#### Exercise aim:
Please repeat only the stretch of records running from the first line through the line that contains "## Why the stated justification does not hold".

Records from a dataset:
PR #895, opened 2026-08-06
[Bug]: cohort query schema allowlist is bypassable by dropping the schema qualifier

### LINKED ISSUE #879: [Bug]: cohort query schema allowlist is bypassable by dropping the schema qualifier
## Description

`validate_query` enforces the `omop` schema allowlist only for **schema-qualified** table
references. Unqualified references skip the check entirely, so the allowlist is bypassed by
simply omitting the schema.

`trust/data-access-api/data_access_api/services/cohort.py:162-167`:

```python
for table in stmt.find_all(exp.Table):
    schema_node = table.args.get("db")
    if schema_node is None:
        # Unqualified — Postgres resolves via search_path, which is set to
        # the omop schema in the OMOP DB image, so unqualified references
        # can only resolve to omop tables.
        continue
```

Verified against `develop` (`69dd7f77`):

```
REJECTED : SELECT * FROM pg_catalog.pg_class
ALLOWED  : SELECT * FROM pg_class
ALLOWED  : SELECT rolname FROM pg_roles
ALLOWED  : SELECT tablename FROM pg_tables
REJECTED : SELECT * FROM public.anything
ALLOWED  : SELECT * FROM omop.person
```

Reproduce:

```bash
cd trust/data-access-api
export DATA_ACCESS_POSTGRES_USER=u DATA_ACCESS_POSTGRES_PASSWORD=p OMOP_POSTGRES_DB=d
export AES_KEY_BASE64=$(python3 -c "import base64,os;print(base64.b64encode(os.urandom(32)).decode())")
export PYTHONPATH="$(pwd)/../observability:$(pwd)/data_access_api"
uv run python -c "
from data_access_api.services.cohort import validate_query
validate_query('SELECT * FROM pg_class')      # ALLOWED
validate_query('SELECT * FROM pg_catalog.pg_class')  # rejected
"
```

## Why the stated justification does not hold

1. **The search_path is never actually set.** `trust/omop-db/files/init.sql:13` issues a
   *session-level* `SET search_path TO omop, public` inside one initdb `psql` invocation. Nothing
   persists it — there is no `ALTER DATABASE … SET search_path` and no role-level setting. A live
   trust `omop-db` reports `"$user", public`, and `SELECT count(*) FROM image_occurrence`
   (unqualified) fails with "relation does not exist".
2. **`pg_catalog` is implicitly in every search_path** regardless of configuration, so
   `pg_class` / `pg_roles` / `pg_tables` resolve even if the intended search_path *were* applied.

## Impact

A researcher on an approved project can enumerate the trust database catalogue — table names,
role names, schema layout — and reach unqualified names in `public`. `data_analyst_reader` is
read-only, so this is information disclosure rather than modification, and it requires an approved
project (insider path). It nonetheless defeats a control the code claims to enforce, and the
suppression threshold does not help: these queries return well over `COHORT_QUERY_THRESHOLD` rows.

Found while reviewing #837; the code is from #839 and is live on stag/prod.

## Acceptance criteria

- [ ] Unqualified table references are either rejected outright, or resolved and checked against the allowlist
- [ ] The justification comment is corrected or removed (it is currently false in two independent ways)
- [ ] Test coverage for the unqualified form — `tests/services/test_cohort.py` currently covers only the qualified form
- [ ] Decide whether `pg_catalog` access should be blocked explicitly rather than relying on schema matching

## Technical considerations

The trust is the authoritative layer here (the hub check is fast feedback only), so the fix belongs
in `validate_query`. Rejecting unqualified references outright is the simplest sound option, but it
would break any shipped tutorial or user query that omits the schema — worth grepping
`fl-tutorials/` and the e2e query files before choosing.

atriaybagur:
# Description

The `omop` schema allowlist in `validate_query` only ever inspected schema-*qualified* table
references, so dropping the qualifier bypassed it completely:

```
REJECTED : SELECT * FROM pg_catalog.pg_class
ALLOWED  : SELECT * FROM pg_class
ALLOWED  : SELECT rolname FROM pg_roles
```

The code justified skipping unqualified names on the grounds that `search_path` points at `omop`.
That reasoning does not hold: Postgres searches `pg_catalog` **implicitly and first**, whatever
`search_path` is set to, so the unqualified form reached the catalog on every deployment regardless
of configuration.

## Approach — pin, don't reject

`validate_query` already re-emits the query from the AST it validated, so this sets the schema on
unqualified references in the tree instead of refusing them. A pinned node is a pinned query, and
`omop.pg_class` does not exist, so it fails as a clean undefined-table error:

```
ALLOWED  : SELECT * FROM pg_class   ->  SELECT * FROM omop.pg_class
ALLOWED  : SELECT * FROM person     ->  SELECT * FROM omop.person
```

Rejecting unqualified names instead would have been a smaller diff but a worse change — unqualified
references are ordinary in the cohort queries researchers already have saved, and rejecting them
would break working queries to close a hole that pinning closes completely.

Three details the walk has to get right:

- **CTE names parse as tables with no schema**, indistinguishable in shape from an unqualified
  table, so the aliases are collected first and exempted. Pinning them would break every CTE query.
- **That alias set is flat, but Postgres CTE scope is lexical**, so a CTE named `pg_class` could
  exempt an unqualified `pg_class` in an enclosing scope where the CTE is not visible.
  `pg_`-prefixed CTE names are therefore refused — Postgres reserves the prefix anyway.
- **Three-part `db.schema.table` references** carry their real catalog in an arg the schema
  comparison never sees: `otherdb.omop.person` has `db=omop` and passed. Now rejected.

## Documentation corrections

The docstring claimed the `data_analyst_reader` role is granted "only `CONNECT` + `USAGE` on schema
`omop`", citing a file that is not in this repo. That is **false on Kubernetes**: the chart grants
`pg_read_all_data` (`deploy/providers/kubernetes/templates/omop-db.yaml`), i.e. SELECT on every
table in every schema, while the Compose path grants only `omop`. So this check is the sole barrier
keeping a caller inside `omop` on a Kubernetes trust, not a redundant second layer — worth stating
plainly so nobody relaxes it later on the assumption the role is scoped. The role still bounds
*writes* on both paths; that part of the docstring was accurate and is unchanged.

Narrowing the Kubernetes grant itself is deliberately **not** in this PR — it is an ops change that
needs a targeted apply and verification against a live trust. Filed separately.

## Linked Issues

Fixes #879

## Verification

- `make -C trust/data-access-api unit_test` — ruff, mypy, 188 passed
- `uv run pytest ./tests/integration` — 10 passed against real seeded Postgres, confirming the
  rewrite did not change query semantics
- Reproduced issue #879's matrix before and after

Two existing router tests asserted that the caller's raw query string appears inside the
`accession_id` wrapper. They now assert the pinned form, which is the more accurate property: what
gets wrapped is `validate_query`'s emitted SQL, never the caller's string.

## Checklist

- [x] Updates documentation

## Acceptance Criteria

*Imported from issue #879*

- [ ] Unqualified table references are either rejected outright, or resolved and checked against the allowlist
- [ ] The justification comment is corrected or removed (it is currently false in two independent ways)
- [ ] Test coverage for the unqualified form — `tests/services/test_cohort.py` currently covers only the qualified form
- [ ] Decide whether `pg_catalog` access should be blocked explicitly rather than relying on schema matching

### DIFF
--- a/trust/data-access-api/README.md
+++ b/trust/data-access-api/README.md
@@ -120,16 +120,26 @@ It performs a single parse-validate-emit pass and enforces:
    top-level node, and Postgres allows a writable CTE — `WITH x AS (DELETE FROM t RETURNING *)
    SELECT * FROM x` parses as a `Select` and would otherwise pass. The read-only role rejects
    the write regardless, so this is defence in depth rather than the only barrier.
-5. Schema-qualified tables limited to `omop` (blocks `information_schema` / `pg_catalog`
-   enumeration, which Postgres exposes to role `public` by default).
+5. Every table reference pinned to `omop`. A qualified reference to another schema is rejected,
+   as is a three-part `db.schema.table` reference; an *unqualified* reference is rewritten to
+   `omop.<table>` in the AST before emission. The rewrite is the load-bearing part: Postgres
+   searches `pg_catalog` implicitly and first, whatever `search_path` says, so `FROM pg_class`
+   would otherwise read the catalog no matter how the database is configured (FLIP#879). Names
+   bound by a `WITH` clause are exempt — they are never schema-qualified — and `pg_`-prefixed CTE
+   names are refused so that exemption cannot shadow a catalog relation.
 6. Literal-integer `LIMIT`/`OFFSET` (defeats blind extraction that makes the row count a function
    of a character value and reads it back through the cohort-size response).
 
 It then returns the query **re-emitted from the AST it just checked**. Callers pass that string to
 the engine, never the caller's original — so what reaches Postgres is generated from a validated
 tree. Underneath all of this the service connects as `data_analyst_reader`, a role with `SELECT`
-only and `INSERT`/`UPDATE`/`DELETE`/`TRUNCATE`/`CREATE` revoked, so DDL and DML are refused by
+only and `INSERT`/`UPDATE`/`DELETE`/`TRUNCATE`/`CREATE` never granted, so DDL and DML are refused by
 Postgres itself. That is why `validate_query` does not keyword-filter for `DROP` and friends.
+
+The role bounds *writes*, not *reads*, and its read scope differs by deployment: the Kubernetes
+chart grants it `pg_read_all_data` (every table in every schema), while the Compose path grants
+only `omop`. Rule 5 is therefore the sole barrier keeping a caller inside `omop` on a Kubernetes
+trust — it is not a redundant layer over a narrow grant, and must not be weakened as though it were.
 
 Emitting from `validate_query` rather than from a second helper is deliberate: it keeps one parse
 and one policy, so there is no second copy of the single-statement and SELECT-shape rules to drift
--- a/trust/data-access-api/README.md
+++ b/trust/data-access-api/README.md
@@ -124,7 +124,9 @@ It performs a single parse-validate-emit pass and enforces:
    as is a three-part `db.schema.table` reference; an *unqualified* reference is rewritten to
    `omop.<table>` in the AST before emission. The rewrite is the load-bearing part: Postgres
    searches `pg_catalog` implicitly and first, whatever `search_path` says, so `FROM pg_class`
-   would otherwise read the catalog no matter how the database is configured (FLIP#879). Names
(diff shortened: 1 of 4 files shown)


atriaybagur:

#### The answer:
PR #895, opened 2026-08-06
[Bug]: cohort query schema allowlist is bypassable by dropping the schema qualifier

### LINKED ISSUE #879: [Bug]: cohort query schema allowlist is bypassable by dropping the schema qualifier
## Description

`validate_query` enforces the `omop` schema allowlist only for **schema-qualified** table
references. Unqualified references skip the check entirely, so the allowlist is bypassed by
simply omitting the schema.

`trust/data-access-api/data_access_api/services/cohort.py:162-167`:

```python
for table in stmt.find_all(exp.Table):
    schema_node = table.args.get("db")
    if schema_node is None:
        # Unqualified — Postgres resolves via search_path, which is set to
        # the omop schema in the OMOP DB image, so unqualified references
        # can only resolve to omop tables.
        continue
```

Verified against `develop` (`69dd7f77`):

```
REJECTED : SELECT * FROM pg_catalog.pg_class
ALLOWED  : SELECT * FROM pg_class
ALLOWED  : SELECT rolname FROM pg_roles
ALLOWED  : SELECT tablename FROM pg_tables
REJECTED : SELECT * FROM public.anything
ALLOWED  : SELECT * FROM omop.person
```

Reproduce:

```bash
cd trust/data-access-api
export DATA_ACCESS_POSTGRES_USER=u DATA_ACCESS_POSTGRES_PASSWORD=p OMOP_POSTGRES_DB=d
export AES_KEY_BASE64=$(python3 -c "import base64,os;print(base64.b64encode(os.urandom(32)).decode())")
export PYTHONPATH="$(pwd)/../observability:$(pwd)/data_access_api"
uv run python -c "
from data_access_api.services.cohort import validate_query
validate_query('SELECT * FROM pg_class')      # ALLOWED
validate_query('SELECT * FROM pg_catalog.pg_class')  # rejected
"
```

## Why the stated justification does not hold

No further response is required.